贵族学院F2是黑月光 末洄 4576 2026-08-14 01:58

  温玦没有走向那张宽大的办公桌后的高背椅,而是随意地靠在了桌沿,双臂放松地环在胸前,目光落在跟进来的沈叙白身上,将他从头到脚,细细打量了一遍。

  那目光并不尖锐甚至称得上平和,却让沈叙白觉得自己的每一寸布料下的皮肤,都仿佛被这个视线扫过。

  他站在原地,背脊挺直,接受着这沉默的审视,心脏却不受控制地加快了跳动的节奏。

  “会议上的事,听说了?”温玦终于开口,声音不高,在安静的房间里显得格外清晰。

  “听说了大概。有人在会上提出了异议,董事长做出了折中安排。”

  “嗯。”温玦似乎并不意外他会知道,轻轻应了一声。他抬起手,指尖无意识地在光滑的桌面上划了一下,然后才抬起眼,重新看向沈叙白。

  “会成立一个专项审计小组,名义上核查制造板块的问题生产线和供应链。”温玦的语气很淡,仿佛在说一件与自己无关紧要的事情,“小组名单里,会有周振坤推荐的人。”

  沈叙白眸光微动,瞬间明白了这其中的关节与凶险。名义利周振坤安插的人,既是眼线,也可能是绊脚石。
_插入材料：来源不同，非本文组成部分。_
PR #13914, opened 2021-01-29
Jetpack Section: Connect Restore with Activity Log/Backup Screen

ParaskP7:
Parent #13328

This PR connects the restore flow with the activity log/backup screens. This means that this PR makes sure that when a user presses the `Ok, notify me!` button or presses/swipes back (triggering the `onBackPressed()`), while restore is in progress from within the restore screen, then a restore progress row appears on the activity log screen immediately. Before, a user would had to do a manual re-launch or pull-to-refresh on the activity log/backup screen to get the progress row appear.

To test:
* Enable `RestoreFeatureConfig`, scroll down and click the `RESTART THE APP` button. 
* Find a rewindable item from the list, click on the ellipsis menu item and select `Restore to this point` to launch the `Restore` screen,
* You should automatically be navigated back to the `Activity Log` screen and a restore status will be triggered,
* A snackbar should immediately appear informing that the restore just started. Make sure the restore timestamp is available on the snackbar.
* Make sure the ellipsis menu item, for every rewindable item, is not shown while restore progress is ongoing.
* Wait for restore to finish while having the `Activity Log` screen open both, within the app and the web (so you can see the actual progress),
* When restore finishes (looking on the web), a restore (push) notification should appears.
* Then, the restore progress item should disappear (after at least 5'' seconds, due to the while loop check status delay).
* A pull-to-refresh should be automatically triggered and a new restore item might (or might not) appear (depending on how fast the restore progress item disappears and how fast this new item becomes available on the backend, via the `activityLogStore.fetchActivities(...)` API call). In case the new restore item does not appear, wait a bit (maybe 10'' seconds) and trigger a manual pull-to-refresh. Verify that the new restore item appears after some time.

  温玦看着他眼中闪过的了然,嘴角弯了一下,他喜欢和聪明人说话。

  温玦忽然从桌沿直起身,朝着沈叙白走近了一步。

  两人之间的距离瞬间缩短。沈叙白甚至能闻到他身上那股清冽的气息。

  温玦伸出手,没有像以往一样若有似无触碰他的,而是直接摁在了沈叙白的肩上。

  温玦微微侧过头,靠近他的耳畔,声音压得极低,如同最亲密的共犯在分享一个不能为外人道的秘密,

  “但那个小组里,只有你是特殊的,沈叙白。”

  温热的气息拂过耳廓,带来一阵酥麻的战栗。沈叙白垂在身侧的手指,不受控制地蜷缩了一下。
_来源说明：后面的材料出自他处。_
PR #13920, opened 2021-01-31
Issue/13326 scan full screen loading & error handling

ashiagr:
Parent #13326

This PR displays full screen loading and errors on fetch scan and start scan requests. 

Full screen loading/ errors
Loading (0) | No Network (1) | Generic Request Failed (3)  | Start Scan Request Failed (4) 
---------|-------------|------------------------|--------------------------
loading_scan| no-network-full screen |generic_request_failed|Something went wrong_start_scan

Snack bars
No Network (5)| Generic Request Failed (6)
-----------| -----------------------
no network snackbar|generic_request_failed_snackbar

#### Loading (0), No Network (1)

1. Fresh install the app and logon to wp.com account with site having scan capability
2. Switch to site with scan capability
3. Enable airplane mode
4. Click Scan menu
5. Notice that fullscreen "Loading scan" is shown, followed by full screen "No network available" message
6. Disable airplane mode
7. Click retry
8. Notice that scan content is shown
 
------------------------------------------------------------

#### No network snackbar (5)

1. Continuing from above, while being on the scan screen, enable airplane mode
2. Click scan button
3. Notice that a snackbar is shown with  no network available message

------------------------------------------------------------

#### Generic Request Failed (3), Start Scan Request Failed (4), Generic Request Failed snackbar (6)
These states can be tested by using
`ScanViewModel` tests:

Generic Request Failed (3)
`given fetch scan fails, when scan state fetched over empty scan state, then request failed ui state shown`
`given request failed error ui state, when contact support is clicked, then contact support screen is shown`

Start Scan Request Failed (4)
`given scan start request fails, when scan button is clicked, then request failed state is shown`
`given start scan request failed error state, when contact support is clicked, then contact support shown`

Generic Request Failed snackbar (6)
`given fetch scan state fails, when scan state fetched over last scan state, then request failed msg shown`

Notes: 

1. Start scan request fail displays a full screen error with contact support button, message string is copied from the iOS app. 
2. I plan to implement pull-to-refresh which will enable users to retry fetch scan state on full screen errors. 

PR submission checklist:

### DIFF
--- a/WordPress/src/main/java/org/wordpress/android/ui/jetpack/scan/ScanFragment.kt
+++ b/WordPress/src/main/java/org/wordpress/android/ui/jetpack/scan/ScanFragment.kt
@@ -49,6 +49,7 @@ class ScanFragment : Fragment(R.layout.scan_fragment) {
         recycler_view.addItemDecoration(
             HorizontalMarginItemDecoration(resources.getDimensionPixelSize(R.dimen.margin_extra_large))
         )
+        recycler_view.setEmptyView(actionable_empty_view)
         initAdapter()
     }
 
--- a/WordPress/src/main/java/org/wordpress/android/ui/jetpack/scan/ScanFragment.kt
+++ b/WordPress/src/main/java/org/wordpress/android/ui/jetpack/scan/ScanFragment.kt
@@ -45,15 +45,15 @@ class ScanFragment : Fragment(R.layout.scan_fragment) {
     }
 
     private fun initRecyclerView() {
+        recycler_view.itemAnimator = null
+        recycler_view.addItemDecoration(
+            HorizontalMarginItemDecoration(resources.getDimensionPixelSize(R.dimen.margin_extra_large))
+        )
         initAdapter()
     }
 
     private fun initAdapter() {
         recycler_view.adapter = ScanAdapter(imageManager, uiHelpers)
-        recycler_view.itemAnimator = null
-        recycler_view.addItemDecoration(
-            HorizontalMarginItemDecoration(resources.getDimensionPixelSize(R.dimen.margin_extra_large))
-        )
     }
 
     private fun initViewModel(site: SiteModel) {
--- a/WordPress/src/main/java/org/wordpress/android/ui/jetpack/scan/ScanFragment.kt
+++ b/WordPress/src/main/java/org/wordpress/android/ui/jetpack/scan/ScanFragment.kt
@@ -77,7 +77,8 @@ class ScanFragment : Fragment(R.layout.scan_fragment) {
                     is FullScreenLoadingUiState -> updateFullScreenLoadingLayout(uiState)
 
                     is ErrorUiState.NoConnection,
-                    is ErrorUiState.GenericRequestFailed -> updateErrorLayout(uiState as ErrorUiState)
+                    is ErrorUiState.GenericRequestFailed,
+                    is ErrorUiState.StartScanRequestFailed -> updateErrorLayout(uiState as ErrorUiState)
                 }
             }
         )
--- a/WordPress/src/main/java/org/wordpress/android/ui/jetpack/scan/ScanFragment.kt
+++ b/WordPress/src/main/java/org/wordpress/android/ui/jetpack/scan/ScanFragment.kt
@@ -17,6 +17,7 @@ import org.wordpress.android.ui.RequestCodes
 import org.wordpress.android.ui.jetpack.scan.ScanNavigationEvents.OpenFixThreatsConfirmationDialog
 import org.wordpress.android.ui.jetpack.scan.ScanNavigationEvents.ShowThreatDetails
 import org.wordpress.android.ui.jetpack.scan.ScanViewModel.UiState.ContentUiState
+import org.wordpress.android.ui.jetpack.scan.ScanViewModel.UiState.FullScreenLoadingUiState
 import org.wordpress.android.ui.jetpack.scan.adapters.HorizontalMarginItemDecoration
 import org.wordpress.android.ui.jetpack.scan.adapters.ScanAdapter
 import org.wordpress.android.ui.jetpack.scan.details.ThreatDetailsFragment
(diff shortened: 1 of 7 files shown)


WordPress/src/main/java/org/wordpress/android/ui/jetpack/scan/ScanViewModel.kt
```diff
@@ -262,7 +291,41 @@ class ScanViewModel @Inject constructor(
         )
     )
 
-    sealed class UiState { // TODO: ashiagr add states for loading, error as needed
-        data class Content(val items: List<JetpackListItemState>) : UiState()
+    sealed class UiState {
+        object FullScreenLoadingUiState : UiState() {
+            @DrawableRes val image = R.drawable.img_illustration_empty_results_216dp
```
malinajirka: 🔍 Nitpick: The illustration looks a bit weird on "loading" screen. I'd consider showing a progress instead of the "result empty" illustration. Wdyt?


P.S. Or a skeleton with a Shimmer effect :).

WordPress/src/main/res/values/strings.xml
```diff
@@ -1061,6 +1061,14 @@
     <string name="scan_history">Scan History</string>
     <string name="scan_history_menu_title">History</string>
 
+    <string name="scan_loading_title">Loading scan</string>
```
malinajirka: 🔍 Nitpick: We might want to consider adding "..." at the end of this string resource. Wdyt?

WordPress/src/test/java/org/wordpress/android/ui/jetpack/scan/ScanViewModelTest.kt
```diff
@@ -89,6 +93,18 @@ class ScanViewModelTest : BaseUnitTest() {
         )
     }
 
+    @Test
+    fun `given last scan state not present in db, when vm starts, then loading scan state is displayed`() = test {
+        whenever(scanStore.getScanStateForSite(site)).thenReturn(null)
+        val uiStates = init().uiStates
+
+        val state = uiStates.first() as FullScreenLoadingUiState
```
malinajirka: 🔍 Nitpick: It seems that this tests doesn't have just a single reason to fail. We might want to consider splitting it into two tests.
1. One that check that `uiStates.first()` is instance of `FullScreenLoadingUiState`
2. One that checks that content of `FullScreenLoadingUiState` is what we expect

Same applies to some of the other tests, wdyt?

WordPress/src/main/res/values/strings.xml
```diff
@@ -1061,6 +1061,14 @@
...
+    <string name="scan_no_network_title" translatable="false">@string/no_network_title</string>
+    <string name="scan_no_network_subtitle" translatable="false">@string/no_network_message</string>
+    <string name="scan_request_failed_title" translatable="false">Something went wrong</string>
```
malinajirka: ⚠️ It seems this string uses "translatable=false" attribute, even though it contains a translation and not just a reference. Wdyt?

WordPress/src/main/java/org/wordpress/android/ui/jetpack/scan/ScanFragment.kt
```diff
@@ -66,8 +71,14 @@ class ScanFragment : Fragment(R.layout.scan_fragment) {
         viewModel.uiState.observe(
             viewLifecycleOwner,
             { uiState ->
-                if (uiState is Content) {
-                    refreshContentScreen(uiState)
+                when (uiState) {
```
malinajirka, line 78: ❓ Do we need to update visibility of these views? Or we don't need to do that, because the RV is always empty when a loading/error fullscreen view is shown?

malinajirka (changes requested):
Thanks @ashiagr! Great job ;). It looks good overall, I've left one blocking comment ("translatable=false") and a few nitpicks.

🔍 Nitpick: When I click on "retry" when my internet connection is still disabled, there is no loading indicator  ->  it seems like the button doesn't work. We usually add "500ms" delay in such scenarios so the loading is displayed for a bit.

WordPress/src/main/java/org/wordpress/android/ui/jetpack/scan/ScanFragment.kt
ashiagr: We don't need to do that, because the RV is always empty when a loading/error fullscreen view is shown.

WordPress/src/main/res/values/strings.xml
ashiagr: Good catch. After I added it, I searched for "Something went wrong" in the `strings.xml `as I remembered I saw it earlier. But it wasn't the same and had an extra string added to it, then I forgot to remove "translatable=false" 🤦‍♀️.

In cf7dfd6.

WordPress/src/test/java/org/wordpress/android/ui/jetpack/scan/ScanViewModelTest.kt
ashiagr: It confuses me always, split done in 273866b.

WordPress/src/main/res/values/strings.xml
ashiagr: Nitpick accepted, added '...' in cf7dfd6.

WordPress/src/main/java/org/wordpress/android/ui/jetpack/scan/ScanViewModel.kt
ashiagr: ~~I'll add a skeleton with a Shimmer effect.~~

ashiagr: As discussed, ended up using progress bar in d9ea5d2

ashiagr:
Thanks for the review @malinajirka! I've addressed your comments and answered questions.

>  Nitpick: When I click on "retry" when my internet connection is still disabled, there is no loading indicator -> it seems like the button doesn't work. We usually add "500ms" delay in such scenarios so the loading is displayed for a bit.

Added retry delay in d9ea5d2.

Ready for another round.

malinajirka (approved):
LGTM, thanks! ;)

  “报告可以四平八稳,让所有人都满意,但我真正需要的不是这个。我也不需要你去和那些人周旋,玩什么办公室政治。”

  他顿了顿,按在沈叙白肩上的手,力道似乎微微加重了一分,像是某种无声的强调,又像是将他更牢地固定在自己的掌控范围内。

  “我要的,是埋在最底下的东西。”温玦的声音更低,几乎化为气音却带着一种淬了毒的锋利,“那些周振坤以为藏得很好或者觉得根本不会被注意到的真正的窟窿。”

  他微微退开些许,但手依然停留在沈叙白的肩上,目光却直直望向沈叙白的眼睛,看进他眼底:

  “虚增的成本,走私人账户的回扣,不合规的关联交易,还有可能存在的,更严重的税务问题。我要证据链,沈叙白,完整、清晰、一击毙命的证据链。”

  沈叙白迎着他的目光,那里面翻涌的黑暗与冷静的疯狂,如同深不见底的漩涡,几乎要将他吞噬。

  他能感觉到自己血液里某种沉寂的东西被唤醒了,不是因为恐惧,而是因为一种被选中、被托付、被赋予极致信任与危险任务的、扭曲的亢奋。

  只有他是特殊的。

  只有他被赋予了这样的使命。

  只有他能触及那些最肮脏的角落,为他带回最致命的武器。

  温玦看着他眼中逐渐燃起的、与自己如出一辙的火焰,终于满意地松开了手。

  但那离开的掌心,仿佛依旧在沈叙白的肩头留下了灼热的印记。

  “你有两周时间,”温玦退回桌边,姿态重新变得疏离,仿佛刚才那近乎耳语的亲昵指令只是一场幻觉,“名义上,他估计会以为你是去镀金。实际上,我要你像幽灵一样,潜入那些数据的深海,把我要的东西,一件不少地带回来。”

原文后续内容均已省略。